• [PROBLEM TO WORK ON]: Scan the records beneath this line for the line holding "Another thing to" and the line holding "Unfortunately I must", then transcribe exactly those two and all lines between.

• [MATERIAL TO PROCESS]:
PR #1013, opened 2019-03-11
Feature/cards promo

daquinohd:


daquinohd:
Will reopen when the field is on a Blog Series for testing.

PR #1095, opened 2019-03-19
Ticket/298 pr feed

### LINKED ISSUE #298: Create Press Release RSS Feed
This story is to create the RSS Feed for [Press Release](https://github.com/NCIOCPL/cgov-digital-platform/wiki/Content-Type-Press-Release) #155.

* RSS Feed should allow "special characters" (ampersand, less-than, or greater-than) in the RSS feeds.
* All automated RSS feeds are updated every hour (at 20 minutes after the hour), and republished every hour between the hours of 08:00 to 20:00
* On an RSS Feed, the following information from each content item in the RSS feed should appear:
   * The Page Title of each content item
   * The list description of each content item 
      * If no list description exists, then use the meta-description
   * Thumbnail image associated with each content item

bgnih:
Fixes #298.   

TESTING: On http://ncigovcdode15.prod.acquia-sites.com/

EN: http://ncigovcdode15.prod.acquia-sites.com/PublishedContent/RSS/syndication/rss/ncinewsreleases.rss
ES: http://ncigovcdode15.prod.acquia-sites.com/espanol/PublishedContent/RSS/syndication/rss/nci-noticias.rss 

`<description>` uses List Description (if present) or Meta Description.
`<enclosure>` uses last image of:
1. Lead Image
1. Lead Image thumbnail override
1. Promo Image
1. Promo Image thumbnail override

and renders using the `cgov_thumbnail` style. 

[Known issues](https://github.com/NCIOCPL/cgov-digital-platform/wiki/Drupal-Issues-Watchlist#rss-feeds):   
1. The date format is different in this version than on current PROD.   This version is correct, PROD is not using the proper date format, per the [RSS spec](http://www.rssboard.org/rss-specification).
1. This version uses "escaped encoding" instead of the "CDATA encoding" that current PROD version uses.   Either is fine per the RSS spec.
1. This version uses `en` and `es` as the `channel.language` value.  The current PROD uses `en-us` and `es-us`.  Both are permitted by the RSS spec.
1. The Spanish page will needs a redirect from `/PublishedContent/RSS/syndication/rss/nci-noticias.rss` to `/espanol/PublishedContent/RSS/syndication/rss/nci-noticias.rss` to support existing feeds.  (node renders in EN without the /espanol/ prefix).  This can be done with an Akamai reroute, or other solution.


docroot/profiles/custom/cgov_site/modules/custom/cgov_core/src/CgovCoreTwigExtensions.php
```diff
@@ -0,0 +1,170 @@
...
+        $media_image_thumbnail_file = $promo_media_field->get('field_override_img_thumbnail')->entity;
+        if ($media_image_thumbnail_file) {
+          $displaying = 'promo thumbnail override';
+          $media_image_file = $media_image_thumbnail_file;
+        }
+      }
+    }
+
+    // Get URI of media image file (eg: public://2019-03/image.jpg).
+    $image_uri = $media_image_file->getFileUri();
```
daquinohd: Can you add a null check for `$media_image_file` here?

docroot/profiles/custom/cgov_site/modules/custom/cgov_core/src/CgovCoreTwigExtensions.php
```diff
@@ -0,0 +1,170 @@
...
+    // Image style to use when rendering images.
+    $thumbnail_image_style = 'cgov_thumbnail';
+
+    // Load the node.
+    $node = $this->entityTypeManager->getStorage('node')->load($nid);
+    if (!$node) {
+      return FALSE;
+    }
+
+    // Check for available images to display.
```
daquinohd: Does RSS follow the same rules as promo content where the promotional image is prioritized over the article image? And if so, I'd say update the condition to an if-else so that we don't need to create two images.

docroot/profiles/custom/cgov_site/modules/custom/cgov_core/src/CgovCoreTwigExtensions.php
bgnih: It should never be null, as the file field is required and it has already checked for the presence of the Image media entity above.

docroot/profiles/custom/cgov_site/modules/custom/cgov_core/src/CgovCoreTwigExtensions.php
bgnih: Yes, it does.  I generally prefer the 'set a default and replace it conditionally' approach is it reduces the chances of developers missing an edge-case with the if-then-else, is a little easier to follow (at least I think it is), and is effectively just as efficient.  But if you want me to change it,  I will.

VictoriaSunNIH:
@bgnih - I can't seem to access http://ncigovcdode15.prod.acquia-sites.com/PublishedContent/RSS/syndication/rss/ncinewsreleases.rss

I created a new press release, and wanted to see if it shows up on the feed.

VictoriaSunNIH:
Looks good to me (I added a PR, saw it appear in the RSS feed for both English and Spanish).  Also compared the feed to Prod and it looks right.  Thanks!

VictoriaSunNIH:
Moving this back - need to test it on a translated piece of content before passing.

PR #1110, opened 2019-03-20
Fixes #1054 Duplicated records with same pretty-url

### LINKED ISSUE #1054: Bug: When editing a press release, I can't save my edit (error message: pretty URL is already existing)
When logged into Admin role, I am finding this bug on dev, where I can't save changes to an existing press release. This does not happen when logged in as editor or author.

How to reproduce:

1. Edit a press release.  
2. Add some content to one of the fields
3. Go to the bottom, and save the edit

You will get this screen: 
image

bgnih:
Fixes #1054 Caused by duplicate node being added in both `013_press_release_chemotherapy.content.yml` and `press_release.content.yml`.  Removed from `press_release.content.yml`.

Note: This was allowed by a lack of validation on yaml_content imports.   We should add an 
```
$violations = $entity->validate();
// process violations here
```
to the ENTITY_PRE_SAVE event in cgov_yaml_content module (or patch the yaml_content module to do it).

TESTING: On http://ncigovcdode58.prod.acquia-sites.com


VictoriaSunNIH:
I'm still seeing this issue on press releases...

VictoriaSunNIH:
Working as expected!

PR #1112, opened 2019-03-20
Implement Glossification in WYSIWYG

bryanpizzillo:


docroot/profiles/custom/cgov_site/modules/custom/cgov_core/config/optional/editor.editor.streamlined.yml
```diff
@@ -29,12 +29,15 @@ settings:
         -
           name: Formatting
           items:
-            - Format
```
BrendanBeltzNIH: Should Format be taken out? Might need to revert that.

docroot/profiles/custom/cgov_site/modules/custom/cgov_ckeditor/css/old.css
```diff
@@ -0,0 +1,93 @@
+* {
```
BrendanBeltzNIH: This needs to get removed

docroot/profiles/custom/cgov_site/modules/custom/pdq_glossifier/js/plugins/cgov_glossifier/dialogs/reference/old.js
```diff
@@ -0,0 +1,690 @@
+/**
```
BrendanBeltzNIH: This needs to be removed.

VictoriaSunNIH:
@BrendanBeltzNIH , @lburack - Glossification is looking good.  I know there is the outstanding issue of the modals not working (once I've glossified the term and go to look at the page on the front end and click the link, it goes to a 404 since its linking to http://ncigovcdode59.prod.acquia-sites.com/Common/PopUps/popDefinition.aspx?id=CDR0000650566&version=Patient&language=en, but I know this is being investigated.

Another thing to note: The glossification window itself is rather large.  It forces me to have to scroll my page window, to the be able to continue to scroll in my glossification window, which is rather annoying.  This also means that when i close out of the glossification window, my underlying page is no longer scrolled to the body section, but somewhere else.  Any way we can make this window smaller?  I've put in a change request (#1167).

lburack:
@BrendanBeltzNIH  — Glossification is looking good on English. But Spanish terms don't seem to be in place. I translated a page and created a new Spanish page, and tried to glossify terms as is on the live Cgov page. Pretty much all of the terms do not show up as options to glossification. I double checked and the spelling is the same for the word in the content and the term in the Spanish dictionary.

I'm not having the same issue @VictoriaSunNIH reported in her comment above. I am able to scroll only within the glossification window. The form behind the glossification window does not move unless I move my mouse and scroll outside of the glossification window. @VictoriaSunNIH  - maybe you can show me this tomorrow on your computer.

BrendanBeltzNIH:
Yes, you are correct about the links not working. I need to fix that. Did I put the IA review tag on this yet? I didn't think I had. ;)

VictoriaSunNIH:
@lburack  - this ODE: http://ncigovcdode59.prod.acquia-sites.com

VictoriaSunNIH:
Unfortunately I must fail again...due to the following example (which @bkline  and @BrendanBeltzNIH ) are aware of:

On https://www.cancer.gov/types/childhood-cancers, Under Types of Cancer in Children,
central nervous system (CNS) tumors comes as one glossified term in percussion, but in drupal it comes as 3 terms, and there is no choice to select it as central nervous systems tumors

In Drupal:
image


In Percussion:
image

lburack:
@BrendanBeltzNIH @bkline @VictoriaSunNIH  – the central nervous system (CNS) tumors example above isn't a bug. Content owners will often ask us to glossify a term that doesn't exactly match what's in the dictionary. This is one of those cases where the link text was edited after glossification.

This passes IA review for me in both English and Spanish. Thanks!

• [SOLUTION FOR THIS TASK]:
Another thing to note: The glossification window itself is rather large.  It forces me to have to scroll my page window, to the be able to continue to scroll in my glossification window, which is rather annoying.  This also means that when i close out of the glossification window, my underlying page is no longer scrolled to the body section, but somewhere else.  Any way we can make this window smaller?  I've put in a change request (#1167).

lburack:
@BrendanBeltzNIH  — Glossification is looking good on English. But Spanish terms don't seem to be in place. I translated a page and created a new Spanish page, and tried to glossify terms as is on the live Cgov page. Pretty much all of the terms do not show up as options to glossification. I double checked and the spelling is the same for the word in the content and the term in the Spanish dictionary.

I'm not having the same issue @VictoriaSunNIH reported in her comment above. I am able to scroll only within the glossification window. The form behind the glossification window does not move unless I move my mouse and scroll outside of the glossification window. @VictoriaSunNIH  - maybe you can show me this tomorrow on your computer.

BrendanBeltzNIH:
Yes, you are correct about the links not working. I need to fix that. Did I put the IA review tag on this yet? I didn't think I had. ;)

VictoriaSunNIH:
@lburack  - this ODE: http://ncigovcdode59.prod.acquia-sites.com

VictoriaSunNIH:
Unfortunately I must fail again...due to the following example (which @bkline  and @BrendanBeltzNIH ) are aware of:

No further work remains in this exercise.